Тут стоит уточнить, что таких архитекторов, как Эддисон Мизнер, мир еще не видел. Он не верил в чертежи и выдавал растерянным рабочим весьма приблизительные инструкции, употребляя такие выражения, как «примерно такой высоты» и «вот где-то здесь». К тому же Эддисон был печально известен своей рассеянностью. Иногда он пытался установить дверь, которая открывалась бы в глухую стену или, как случилось однажды, прямо в дымоход.
Хозяин симпатичного нового лодочного ангара на озере Уорт вступил во владение заказанным объектом и только потом обнаружил, что у сооружения имеются лишь четыре глухие гладкие стены и ни одной двери.
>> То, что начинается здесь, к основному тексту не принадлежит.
PR #1208, opened 2017-08-01
updated code of conduct

srabun:
Publishing new Code of Conduct: http://code_of_conduct.iiif.io/event/conduct/

Guidelines for conduct team members: http://code_of_conduct.iiif.io/event/conduct-guidelines/

Previous version: http://code_of_conduct.iiif.io/event/conduct-09/

Does this work?


zimeon:
I don't think we should invent a new URI version scheme for this document. I think we should keep just the current version live and update a changelog (same strategy as for documents like http://iiif.io/api/annex/notes/editors/#status-of-this-document). We can rely on github for the history if need be. So in this proposal we'd remove `conduct-09.md`, add dates and changelog to `conduct.md` and `conduct-guidelines.md`.

I feel we discussed this at some stage but can't find it, apologies if we did and I'm misremembering.

jpstroop:
I agree.

azaroth42:
This is probably from my comment on the google doc that the actual harassment process (the second part of the document) should be semantically versioned to prevent silent or un-announced changes, or otherwise "I didn't know that there had been a change to the rules!" excuses. Whether it's always in-place (everything is a patch) or there are major/minor versions wasn't discussed, so I commend @srabun in taking the initiative here.

How about the first part is left as is, but then the anti-harassment and reporting gets a version number as per the APIs as a separate document?  I also think this belongs under community not under event, as it explicitly applies to all interactions, online or face to face, not just at specific time-based events.

How about:
  
* iiif.io/community/conduct  (fluffier intro part)
* iiif.io/community/conduct/0.9/anti-harassment
* iiif.io/community/conduct/1.0/anti-harassment

srabun:
The community norms and expectations section is also subject to change, so could we keep it simple and just have a change log for the entire doc rather than splitting off the harassment section? I tend to agree with Simeon's suggestion to just keep a change log with dates for the conduct doc and the guidelines doc.

azaroth42:
That works for me :) Just wanted to float the split as an idea.

PR #1212, opened 2017-08-02
added folger to iiif-c list

srabun:
Folger just joined the IIIF-C - I can't deploy the branch bc "no space left on device"...


azaroth42:
If only @eefahy were allowed to fix this.

azaroth42:
:+1:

В доме клиента, которого звали Джордж С. Расмуссен, Мизнер забыл построить лестницу, так что пришлось прилаживать ее с внешней стороны, у наружной стены дома. Мистеру и миссис Расмуссен приходилось надевать плащи, если они хотели в дождь перейти с этажа на этаж в собственном доме. Когда Мизнера спросили, как он мог допустить такую оплошность, тот, по слухам, ответил, что ему наплевать и что вообще Расмуссены ему с самого начала не нравились.
Согласно журналу The New Yorker, клиентам Мизнера приходилось покорно соглашаться со всеми фантазиями архитектора в отношении их нового дома. Они выдавали ему чек на кругленькую сумму, не беспокоили его год или больше, а по возвращении принимали во владение готовый дом. Они не знали заранее, что это будет – асьенда в мексиканском вкусе, венецианский готический дворец, мавританский замок, а может, дерзкое сочетание всех трех стилей. Мизнер питал особое пристрастие к старинным итальянским палаццо и нарочно «состаривал» собственные творения: просверливал в дереве ручной дрелью искусственные червоточины, портил стены искусственными пятнами – как будто на этом месте разросся какой-нибудь непонятный, но живописный грибок эпохи Возрождения.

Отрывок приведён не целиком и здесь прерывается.